TikTok Now Allowing Videos Up To Ten Minutes Long - What Does This Mean For Your Feed?

Good afternoon - Tiktok has increased their max video length to ten mintues.
Yes, that's right, ten whole minutes - over triple the previous limit of three mintues. The app seems to slowly be saying goodbye to the concept of being a short-form video content platform, which is an interesting choice, as it got much of its audience due to its similarity to the now-defunct app Vine, which famously capped videos at six seconds.
The move is apparently a bid to appeal to advertisers, as right now many more traditional advertisers don't feel comfortable trying to navigate this new territory - studies of its userbase have shown that the average user quite literally does not have the attention span for anything much longer than a minute. The push to put longer content in the app isn't necessarily to challenge those users, but to attract new ones who will watch longer videos and bring the app's overall average watch time up.
As exciting as this is for advertisers and TikTok higher-ups, it poses a few potential problems for regular users of the app. First of all, placing a ten minute video in the middle of the "endless scroll" style feed that users are used to could upset the entire experience of flipping through tiktok - people will never know whether they're about to get hooked into a long video, something they may not be ready to do if they only opened the app to pass a minute or two of time.
In addition, this method would also present a much larger problem, as it would throw a wrench into the works of the secret sauce that makes TikTok work: It's finely tuned viewership algorithms. The more videos someone on the app watches or skips, the more data that it can collect on what that person likes or does not like. This, in turn, allows it to serve better and more specifically targeted content to each individual.
But the longer you make your videos, the less of that data you'll be able to gather. Increasing the limit from one minute to three already means three times less data every time someone gets hooked into a longer video; ten mintues will be another story entirely.
Simply adding the longer videos directly to the app's main feed - the For You Page - isn't the only option, though. As social media analyst Matt Navarra told The Verge, there are other options they could (and should) consider:
"They could do with a dedicated home for longer-form content as [it] doesn't sit so well in the vertical feed with shorter stuff people are used to whizzing through at speed."
For example, when you open the app, instead of being able to flip between the "For You" tab and the "Following" tab, you may be able to scroll through to a third tab that houses longer videos.

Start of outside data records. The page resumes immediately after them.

Issue #138, opened 2023-10-11
Feature Request: Image in docker hub


m3dwards:
I would love to have an image in docker hub so that I don't have to build SimLN myself. I personally use both ARM and x86 architectures and I think these two are good as a starting point for images.

I have twice (Torq + Scaling Lightning) made multi-architecture docker builds that upload to docker hub on a tag and on a github release so please feel free to take a look at the scaling repo to see how I tackled it.

I'm also happy to contribute or talk through how it works in the projects I've done it for; Torq and Scaling do it two different ways.

sr-gi:
It's been a while, but I've managed to do this before too for multi-arch. Happy to give it a look/chat if necessary to tackle this.

maxwedwards:
@sr-gi would you mind me picking this up?

sr-gi:
@maxwedwards not at all. Feel free

PR #149, opened 2023-10-23
Chore: Github actions for Docker Hub images

m3dwards:
Fixes: #138

Happy to get on a call and discuss the PR if anyone wants.

This PR provides the following build semantics:

- When pushing to main or creating a PR: Code is linted and tests are run
- When pushing a tag: Code is linted and tests are run and if successful, multi-archtecture docker images are build and pushed to docker hub
- When manually triggered, a docker tag can be promoted to `latest`

### Assumptions

- Tags on the code will be of the format `v1.2.3` (semver) although without the v should work also.
- Tags on docker images should just be `1.2.3` (without the v).
- All code tags should result in a tagged docker image.

### Steps needed *before* merging this PR

- [ ]  Create docker hub account and add the credentials to github's secrets. The two names need to be: `DOCKERHUB_USERNAME` and `DOCKERHUB_TOKEN`. Use docker hub to generate an application token rather than using the account password. These two secrets go in Settings -> Secrets and Variables -> Actions -> Action Secrets.
- [x]  Change line 14 of `tag-image-as-latest.yml` to be your new docker hub account (and desired image name).
- [x]  Same as point 2, change line 20 of `on-tag.yml` to be your new docker hub account (and desired image name).

### During this PR I have made the following changes to your Dockerfile

1) Removed the need and deleted `build.sh`. Now the Dockerfile itself sets the required variables based on the target platform.
2) For ARM builds, I've changed the C compiler from `gcc` to `clang`. I couldn't get ring to compile under qemu from a x86 linux host for an arm target. I only found one other person on the internet who had also hit this (https://xkcd.com/979/).

### Limitations

- Building for arm under the qemu hypervisor on a standard github runner is extremely slow. It takes somewhere in the region of 65 minutes to build. To speed this up, run the job on a native arm runner, either one you host yourself or BuildJet offer arm runners. With a native arm runner, expect build times comparable with x86.
- To make a tag `latest` on Docker Hub is manual step. In github actions see workflow called "Push latest tag to docker hub". This workflow needs to be provided with which tag should be promoted. The tag needs to exist on docker hub before running this job which might be over an hour later from tagging the source code due to limitation above. Tagging latest can be done on a dev machine but please note you must use `buildx imagetools` to tag the image to keep the multi-architecture-ness of the image. Please just refer to the workflow for what command is being run.

### I have tested on my own fork

- Pushing to main
- Creating a PR and merging it to main
- Pushing a tag
- Maunally running the "Push latest tag to docker hub" workflow from the Github interface

I have pulled and run the built images on an arm Mac, an arm RaspberryPi and an x86 linux machine.

Let me know if you want me to squash the commits or if it will just be squashed on merge.


Extheoisah:
Hi @m3dwards,
thanks for the pr and a detailed explanation of how the process would work. However, I don't fully grasp the flow for the tag releases probably because of my lack of experience with docker hub for releases.
> Tagging latest can be done on a dev machine but please note you must use buildx imagetools to tag the image to keep the multi-architecture-ness of the image.

Here you stated that we need to use buildx imagetools to tag the images. is this going to be automated with github actions? if not, how do we go about this manually?

m3dwards:
@Extheoisah apologies if you are well familiar with all of this but I will explain a bit about docker tagging just to make sure we are on the same page. There are two types of tags that are commonly put on docker images on docker hub. A version number like `1.2.3` and the tag `latest`. 

When you pull or start an image you can optionally refer to the tag `docker run bdp/sim-ln:1.2.3` for example. If you don't specify a tag (`docker run bdp/sim-ln`) then docker will try to pull an image with the tag `latest` (same as `docker run bdp/sim-ln:latest`). Important thing to note here is that you already have an image with the tag latest pulled locally, docker won't fetch from docker hub even if there is now a later image with the tag `latest`. So it's often required to run `docker pull bdp/sim-ln:latest` to get the latest `latest` tag.

For creating images with a version number, these github actions will respond to a tag being put on the source code and will build and push images with the same tag. Pushing tag `v1.2.4` onto the source code should result with images being build and pushed as `<yourproject>/sim-ln:1.2.4` (without the v).

For making an image latest, this isn't automated but I have created a job that can be manually triggered from the github actions interface. You give it a tag and it will look on docker hub for an image of that tag and give it an additional tag of `latest`.

These two github actions use buildx to make and push these multi-architecture images.

For whatever reason someone may wish to create and push a docker image manually to docker hub outside of github. Or they may wish to retag an existing image to either make it `latest` or give it some arbitrary tag. Let's say I wanted to give an existing image with the tag `1.2.5` another tag of `maxs-special-tag`. The naive way to do this would be:

```shell
docker pull bdp/sim-ln:1.2.5
docker tag bdp/sim-ln:1.2.5 bdp/sim-ln:maxs-special-tag
docker push bdp/sim-ln:maxs-special-tag
```

The problem with doing the above with multi-architecture images is that you will only push an image with the tag `maxs-special-tag` for your specific architecture. Version `1.2.5` will still be multi-architecture but version `maxs-special-tag` will only be the architecture of the machine you ran those commands on.

What we probably want to do is tell docker and docker hub that all images regardless of the architecture for version `1.2.5` should also get the tag `maxs-special-tag` and to do that you use buildx imagetools:

```shell
docker buildx imagetools create -t bdp/sim-ln:latest bdp/sim-ln:1.2.5
```

To summarise: both tagging version numbers and latest can be done through this PR and github actions (versions are automated and latest is manually triggered). The comment was just a reminder that if you want to tag manually on your own dev machine and push images to use buildx imagetools rather than naive docker pull / tag / push.

.github/workflows/on-tag.yml
```diff
@@ -0,0 +1,23 @@
...
+jobs:
+  test:
+    uses: ./.github/workflows/reusable/build-and-test.yml
+    secrets: inherit
+  docker-hub-image:
+    needs: [test]
+    uses: ./.github/workflows/reusable/push-docker-image.yml
+    secrets: inherit
+    with:
+      image_name: scalingln/simln
```
carlaKC, line 21: Can be updated to [bitcoindevproject](https://hub.docker.com/u/bitcoindevproject) 👍

.github/workflows/reusable/build-and-test.yml
```diff
@@ -1,25 +1,23 @@
-name: CI
+name: Build, lint and test
```
carlaKC: procedural nitpick: nice to have refactors/moves separated out into their own commit so that they're not mingled with changes, makes for happier review + bisecting. No need to change for this PR!

.github/workflows/on-tag.yml
```diff
@@ -11,11 +11,11 @@ permissions:
 
 jobs:
   test:
-    uses: ./.github/workflows/reusable/build-and-test.yml
+    uses: ./.github/workflows/build-and-test.yml
```
carlaKC, line 14: Can be squashed with https://github.com/bitcoin-dev-project/sim-ln/pull/149/commits/046ee5d978b1e115df19494c353212ab0c54ab22 👍

carlaKC (commented):
Thanks for the **great** PR! 

First pass (with my uneducated docker eyes) done - I think you can go ahead and squash into a few logical commits in the meantime (we don't squash on merge). I'll test on my fork in the meantime.

.github/workflows/on-tag.yml
m3dwards: I just squashed the lot

.github/workflows/on-tag.yml
m3dwards: Updated

.github/workflows/reusable/build-and-test.yml
m3dwards: Noted, however for this particular file was changed into a reusable workflow so that it could be used by the other workflows in this PR. Not sure that counts as a standalone refactor?

carlaKC (approved):
Successfully tested against my own fork!

Will add the secrets then merge 🚀

.github/workflows/reusable/build-and-test.yml
carlaKC: Ah fair, even if it's a bit of a change I like to keep moves in their own "logical chunk" but might have overlooked whether this specific change was actually suitable for that!

Extheoisah:
> @Extheoisah apologies if you are well familiar with all of this but I will explain a bit about docker tagging just to make sure we are on the same page. There are two types of tags that are commonly put on docker images on docker hub. A version number like `1.2.3` and the tag `latest`.
> 
> When you pull or start an image you can optionally refer to the tag `docker run bdp/sim-ln:1.2.3` for example. If you don't specify a tag (`docker run bdp/sim-ln`) then docker will try to pull an image with the tag `latest` (same as `docker run bdp/sim-ln:latest`). Important thing to note here is that you already have an image with the tag latest pulled locally, docker won't fetch from docker hub even if there is now a later image with the tag `latest`. So it's often required to run `docker pull bdp/sim-ln:latest` to get the latest `latest` tag.
> 
> For creating images with a version number, these github actions will respond to a tag being put on the source code and will build and push images with the same tag. Pushing tag `v1.2.4` onto the source code should result with images being build and pushed as `<yourproject>/sim-ln:1.2.4` (without the v).
> 
> For making an image latest, this isn't automated but I have created a job that can be manually triggered from the github actions interface. You give it a tag and it will look on docker hub for an image of that tag and give it an additional tag of `latest`.
> 
> These two github actions use buildx to make and push these multi-architecture images.
> 
> For whatever reason someone may wish to create and push a docker image manually to docker hub outside of github. Or they may wish to retag an existing image to either make it `latest` or give it some arbitrary tag. Let's say I wanted to give an existing image with the tag `1.2.5` another tag of `maxs-special-tag`. The naive way to do this would be:
> 
> ```shell
> docker pull bdp/sim-ln:1.2.5
> docker tag bdp/sim-ln:1.2.5 bdp/sim-ln:maxs-special-tag
> docker push bdp/sim-ln:maxs-special-tag
> ```
> 
> The problem with doing the above with multi-architecture images is that you will only push an image with the tag `maxs-special-tag` for your specific architecture. Version `1.2.5` will still be multi-architecture but version `maxs-special-tag` will only be the architecture of the machine you ran those commands on.
> 
> What we probably want to do is tell docker and docker hub that all images regardless of the architecture for version `1.2.5` should also get the tag `maxs-special-tag` and to do that you use buildx imagetools:
> 
> ```shell
> docker buildx imagetools create -t bdp/sim-ln:latest bdp/sim-ln:1.2.5
> ```
> 
> To summarise: both tagging version numbers and latest can be done through this PR and github actions (versions are automated and latest is manually triggered). The comment was just a reminder that if you want to tag manually on your own dev machine and push images to use buildx imagetools rather than naive docker pull / tag / push.

Thanks for the clarification @m3dwards 
Looks good and clean

PR #51, opened 2017-11-04
video: Add wrappers for GstVideoDecoder and its dependencies

thiblahute:
This is a plain simple wrapping of the C API.


sdroege:
Seems like you forgot to add a file, travis complains :)

thiblahute:
> Seems like you forgot to add a file, travis complains :)

Oops, should be better now :-)

gstreamer-video/src/video_info.rs
```diff
@@ -166,6 +166,14 @@ impl fmt::Display for ::VideoColorimetry {
 
 pub struct VideoInfo(pub(crate) ffi::GstVideoInfo);
 
+impl fmt::Debug for VideoInfo {
```
sdroege: This should probably be a separate commit

gstreamer-video/src/video_codec_state.rs
```diff
@@ -0,0 +1,54 @@
...
+    pub struct VideoCodecState(Shared<ffi::GstVideoCodecState>);
+
+    match fn {
+        ref => |ptr| ffi::gst_video_codec_state_ref(ptr),
+        unref => |ptr| ffi::gst_video_codec_state_unref(ptr),
+        get_type => || ffi::gst_video_codec_state_get_type(),
+    }
+}
+
+impl VideoCodecState {
```
sdroege: This API is not enough, subclasses need to be able to modify the fields of the codec state

gstreamer-video/src/video_codec_frame.rs
```diff
@@ -0,0 +1,79 @@
...
+    pub struct VideoCodecFrame(Shared<ffi::GstVideoCodecFrame>);
+
+    match fn {
+        ref => |ptr| ffi::gst_video_codec_frame_ref(ptr),
+        unref => |ptr| ffi::gst_video_codec_frame_unref(ptr),
+        get_type => || ffi::gst_video_codec_frame_get_type(),
+    }
+}
+
+impl VideoCodecFrame {
```
sdroege: Subclasses need to be able to modify the fields of this, which is unfortunately not thread-safe (and thus `Send` and `Sync` and not exactly correct)

gstreamer-video/src/auto/video_decoder.rs
```diff
@@ -0,0 +1,295 @@
...
+    match fn {
+        get_type => || ffi::gst_video_decoder_get_type(),
+    }
+}
+
+unsafe impl Send for VideoDecoder {}
+unsafe impl Sync for VideoDecoder {}
+
+pub trait VideoDecoderExt {
+    fn add_to_frame(&self, n_bytes: i32);
```
sdroege: This, and various other functions must only be called while having taken the decoder stream lock

gstreamer-video/src/auto/video_decoder.rs
```diff
@@ -0,0 +1,295 @@
...
+
+    fn get_packetized(&self) -> bool;
+
+    fn get_pending_frame_size(&self) -> usize;
+
+    fn get_qos_proportion(&self) -> f64;
+
+    fn have_frame(&self) -> gst::FlowReturn;
+
+    //fn merge_tags<'a, P: Into<Option<&'a /*Ignored*/gst::TagList>>>(&self, tags: P, mode: /*Ignored*/gst::TagMergeMode);
```
sdroege: You get these generated if you add taglist and tag merge mode as manual into the toml file. See how it's done for taglist (or caps, structure, etc) in the other toml files.

gstreamer-video/src/auto/video_decoder.rs
thiblahute: So I take the lock myself in the imple, or how would you do that?

gstreamer-video/src/video_info.rs
thiblahute: Done.

gstreamer-video/src/video_codec_state.rs
thiblahute: Done.

gstreamer-video/src/video_codec_frame.rs
thiblahute: Yeah, should we figure out a proper way to do it right now? Do you have ideas to investigate?

gstreamer-video/src/auto/video_decoder.rs
thiblahute: Done.

gstreamer-video/src/auto/video_decoder.rs
sdroege: I would have all methods that require the stream lock to be taken to do that inside the implementation. It's a recursive mutex, so doing it one time too often is not a problem apart from performance, and it would make this safe at least.

At a later time we could consider exposing unsafe functions that don't do that, for being able to implement a more performant solution. And also unsafe functions for unlocking the mutex (which is required if you want to block inside handle_frame()).

gstreamer-video/src/video_codec_frame.rs
sdroege: For now I would do a manual implementation for the getters/setters.

Not sure what to do about the thread-safety issue, as nothing is going to prevent you from getting a new reference at any time from another thread. Maybe another layer of wrapping would be needed, so that accessing any content of the frame would take the stream lock too.

gstreamer-video/src/video_codec_state.rs
sdroege: Same thing as for the VideoCodecFrame. Some kind of locking would be necessary here, and I think the same approach would work for now.

gstreamer-video/src/video_info.rs
```diff
@@ -166,6 +166,14 @@ impl fmt::Display for ::VideoColorimetry {
...
+    fn fmt(&self, f: &mut fmt::Formatter) -> fmt::Result {
+        write!(f, "{:?} - ({:?}x{:?} - {:?}bytes)", self.format(),
+            self.width(), self.height(), self.size())
+    }
+}
```
sdroege: Once I regenerate gstreamer-sys soonish, you should be able to simply #[derive(Debug)] (ffi::GstVideoInfo would implement Debug already).

gstreamer-video/src/video_codec_frame.rs
sdroege: Could also everywhere where you can get a frame, instead return a struct that has a reference to the actual frame and the decoder, and on lock() locks the stream lock and returns a mutex guard that on Deref returns a frame reference

Same for codec state

sdroege:
Any progress here?

thiblahute:
> Any progress here?

Not yet, I will try to work on it again soon!

sdroege:
This is now tracked at https://gitlab.freedesktop.org/gstreamer/gstreamer-rs/merge_requests/51

PR #53, opened 2017-11-10
playbin: More robust cli arg handling

zeenix:


examples/src/bin/playbin.rs
```diff
@@ -9,10 +9,11 @@ fn main() {
     gst::init().unwrap();
 
     let args: Vec<_> = env::args().collect();
-    let uri: &str = if args.len() == 2 {
+    let uri: &str = if args.len() >= 2 {
```
sdroege: If you provide more than 2, it will ignore all others. Shouldn't it rather fail and say that only one argument should be provided.

zeenix: hmm.. true

zeenix: fixed

sdroege:
Ok, looks good now. But can you do the same for the other examples too then?

zeenix:
yup, done.

PR #62, opened 2017-11-12
Set up a runloop on macOS

### LINKED ISSUE #58: Tutorials don't work on macOS due to not running a NSRunLoop on the main thread, as required for OpenGL on macOS
```sh
gstreamer-rs/tutorials$ cargo run --bin basic-tutorial-1
```

> couldn't load TLS file database: Failed to open file '/Library/Frameworks/GStreamer.framework/Versions/1.0/etc/ssl/certs/ca-certificates.crt': No such file or directory

I've installed gstreamer-1.0-devel-1.12.3-x86_64.pkg, gstreamer-1.0-1.12.3-x86_64.pkg, and the dmg with a ton of installer packages (base-crypto-1.12.3-x86_64.pkg, base-system-1.0-1.12.3-x86_64.pkg, gstreamer-1.0-capture-1.12.3-x86_64.pkg, gstreamer-1.0-codecs-1.12.3-x86_64.pkg, gstreamer-1.0-codecs-gpl-1.12.3-x86_64.pkg, gstreamer-1.0-codecs-restricted-1.12.3-x86_64.pkg, gstreamer-1.0-core-1.12.3-x86_64.pkg, gstreamer-1.0-devtools-1.12.3-x86_64.pkg, gstreamer-1.0-dvd-1.12.3-x86_64.pkg, gstreamer-1.0-editing-1.12.3-x86_64.pkg, gstreamer-1.0-effects-1.12.3-x86_64.pkg, gstreamer-1.0-encoding-1.12.3-x86_64.pkg, gstreamer-1.0-libav-1.12.3-x86_64.pkg, gstreamer-1.0-net-1.12.3-x86_64.pkg, gstreamer-1.0-net-restricted-1.12.3-x86_64.pkg, gstreamer-1.0-playback-1.12.3-x86_64.pkg, gstreamer-1.0-system-1.12.3-x86_64.pkg, gstreamer-1.0-visualizers-1.12.3-x86_64.pkg, osx-framework-1.12.3-x86_64.pkg).

and yet, the directory "/Library/Frameworks/GStreamer.framework/Versions/1.0/etc/ssl/" is missing (there's only "fonts" in "etc").

pornel:
Fixes #58

It does make tutorial code a little bit uglier, but I don't know how to otherwise make it optional to run the code on a secondary thread.

### DIFF
--- a/tutorials/src/bin/basic-tutorial-4.rs
+++ b/tutorials/src/bin/basic-tutorial-4.rs
@@ -13,7 +13,11 @@ struct CustomData {
     duration: gst::ClockTime, // How long does this media last, in nanoseconds
 }
 
-fn main() {
+#[path="../tutorials-common.rs"]
+mod tutorials_common;
+
+fn tutorial_main() {
+
     // Initialize GStreamer
     gst::init().unwrap();
 
@@ -146,4 +150,10 @@ fn handle_message(custom_data: &mut CustomData, msg: &gst::GstRc<gst::MessageRef
         },
         _ => (),
     }
+}
+
+fn main() {
+    // tutorials_common::run is only required to set up the application environment on macOS
+    // (but not necessary in normal Cocoa applications where this is set up automatically)
+    tutorials_common::run(tutorial_main);
 }
--- a/tutorials/src/bin/basic-tutorial-1.rs
+++ b/tutorials/src/bin/basic-tutorial-1.rs
@@ -1,7 +1,11 @@
 extern crate gstreamer as gst;
 use gst::prelude::*;
 
-fn main() {
+#[path="../tutorials-common.rs"]
+mod tutorials_common;
+
+fn tutorial_main() {
+
     // Initialize GStreamer
     gst::init().unwrap();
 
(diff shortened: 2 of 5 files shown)


philn:
Thanks, I was about to start a similar patch!

sdroege:
> It does make tutorial code a little bit uglier, but I don't know how to otherwise make it optional to run the code on a secondary thread.

Yeah, no way to not make it ugly unfortunately :) Thanks for the patch!

tutorials/src/bin/basic-tutorial-4.rs
```diff
@@ -13,7 +13,17 @@ struct CustomData {
     duration: gst::ClockTime, // How long does this media last, in nanoseconds
 }
 
+#[path="../tutorials-common.rs"]
+mod tutorials_common;
+
 fn main() {
+    // tutorials_common::run is only required to set up the application environment on macOS
+    // (but not necessary in normal Cocoa applications where this is set up automatically)
+    tutorials_common::run(tutorial_main);
```
sdroege: I would do this slightly different (also don't copy the explanation into every tutorial, make it just a line :) ). I would make it some kind of `tutorials_common::init()` that is the first thing in main. Doing it with a closure that calls the actual main is nice, but it adds more compliciation to the tutorial IMHO

The same change is also needed for everything in the examples subdirectory, for everything that is showing video. Also tutorial 7 needs this too.

sdroege: Actually ignore this comment. You're moving the actual tutorial code in a different thread. Because the NSRunLoop has to run on the main thread.

Then we only need to add this also to tutorial 7 and the examples.

pornel:
I've moved main below, so at least the code reads nicer.

sdroege:
Thanks, I'll merge that in a bit :)

PR #65, opened 2017-12-10
gstreamer-player: regen for overridden signals

philn:
In the previous generated player bindings the position-updated was Send+Sync but
only Send is actually needed. In addition to this change the position-updated
and seek-done signals now invoke their handler with a gst::ClockTime value
instead of u64.

### DIFF
--- a/Gir_GstPlayer.toml
+++ b/Gir_GstPlayer.toml
@@ -78,6 +78,8 @@ trait = false
     [[object.signal]]
     name = "duration-changed"
     concurrency = "send"
+    # Pass ClockTime instead of u64
+    ignore = true
 
     [[object.signal]]
     name = "end-of-stream"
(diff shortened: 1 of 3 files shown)


gstreamer-player/src/auto/player.rs
```diff
@@ -282,8 +282,7 @@ impl Player {
 
     pub fn get_property_suburi(&self) -> Option<String> {
         unsafe {
-            let mut value = Value::uninitialized();
-            gobject_ffi::g_value_init(value.to_glib_none_mut().0, <String as StaticType>::static_type().to_glib());
+            let mut value = Value::from_type(<String as StaticType>::static_type());
```
sdroege: This requires GIT master for glib-rs, I'd prefer not to depend on that as I want to make a 0.10 release soonish without waiting for glib-rs to be released first. Can you use the version of gir that was used last time, d50d839.

Gir_GstPlayer.toml
```diff
@@ -96,12 +96,16 @@ trait = false
...
+    name = "position-updated"
     concurrency = "send"
+    # Pass ClockTime instead of u64
+    ignore = true
 
     [[object.signal]]
     name = "seek-done"
     concurrency = "send"
+    # Pass ClockTime instead of u64
+    ignore = true
```
sdroege: Also duration-changed

philn: Done :)

PR #66, opened 2017-12-22
Pad::remove_probe: don't capture PadProbeId

fengalin:
Use case: add a pad_probe while building the pipeline, then remove it in the bus watch's closure.

### DIFF
--- a/gstreamer/src/pad.rs
+++ b/gstreamer/src/pad.rs
@@ -105,7 +105,7 @@ pub trait PadExtManual {
     fn add_probe<F>(&self, mask: PadProbeType, func: F) -> PadProbeId
     where
         F: Fn(&Pad, &mut PadProbeInfo) -> PadProbeReturn + Send + Sync + 'static;
-    fn remove_probe(&self, id: PadProbeId);
+    fn remove_probe(&self, id: &PadProbeId);
 
     fn chain(&self, buffer: Buffer) -> FlowReturn;
     fn push(&self, buffer: Buffer) -> FlowReturn;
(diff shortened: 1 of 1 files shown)


sdroege:
It is intentionally done the way it is so that you can't possibly try to remove the same PadProbeId twice (where the second one could be another pad probe that someone else added in the meantime).

Can you show me some code that this currently makes awkward?

sdroege:
It's basically the same as with glib::SourceId

fengalin:
Ex.:

``` rust
    [...]
    let mut init_done = false;
    let toc_probe_id =
        audio_enc_sink_pad.add_probe(gst::PadProbeType::EVENT_DOWNSTREAM, |_pad, probe_info| {
            if let Some(ref data) = probe_info.data {
                match data {
                    &gst::PadProbeData::Event(ref event) => match event.view() {
                        gst::EventView::Toc(ref _toc) => return gst::PadProbeReturn::Drop,
                        _ => (),
                    },
                    _ => (),
                }
            }
            gst::PadProbeReturn::Ok
        });
    [...]

    self.pipeline.get_bus().unwrap().add_watch(move |_, msg| {
        match msg.view() {
            [...]
            gst::MessageView::AsyncDone(_) => {
                if !init_done {
                    init_done = true;
                     // Stop dropping TOCs
                    audio_enc_sink_pad.remove_probe(toc_probe_id);
            [...]
```

Compiler output:
```
error[E0507]: cannot move out of captured outer variable in an `FnMut` closure
   --> src/media/splitter_context.rs:215:57
    |
165 |         let toc_probe_id =
    |             ------------ captured outer variable
...
215 |                         audio_enc_sink_pad.remove_probe(toc_probe_id);
    |                                                         ^^^^^^^^^^^^ cannot move out of captured outer variable in an `FnMut` closure
```

sdroege:
That code would potentially remove the pad probe too many times, so the compiler complaining here is actually a good thing.

What I would suggest here is to store the probe ID in an `Option` and then doing
```rust
if let Some(id) = toc_probe_id.take() {
    pad.remove_probe(id);
}
```

fengalin:
Yes, I just figured that out... Sorry.

sdroege:
No problem :)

It's unclear if this move will actually help TikTok begin to better monetize, but one thing is for sure: All these social media apps are beginning to get a little homogeneous. As TikTok pushes for longer content, apps like Instagram, Facebook, and even YouTube are pushing shorter, bite-sized reels. The future of video content is a little all over the place at the moment - this TikTok experiment may become part of a larger litmus test for where it can and cannot go.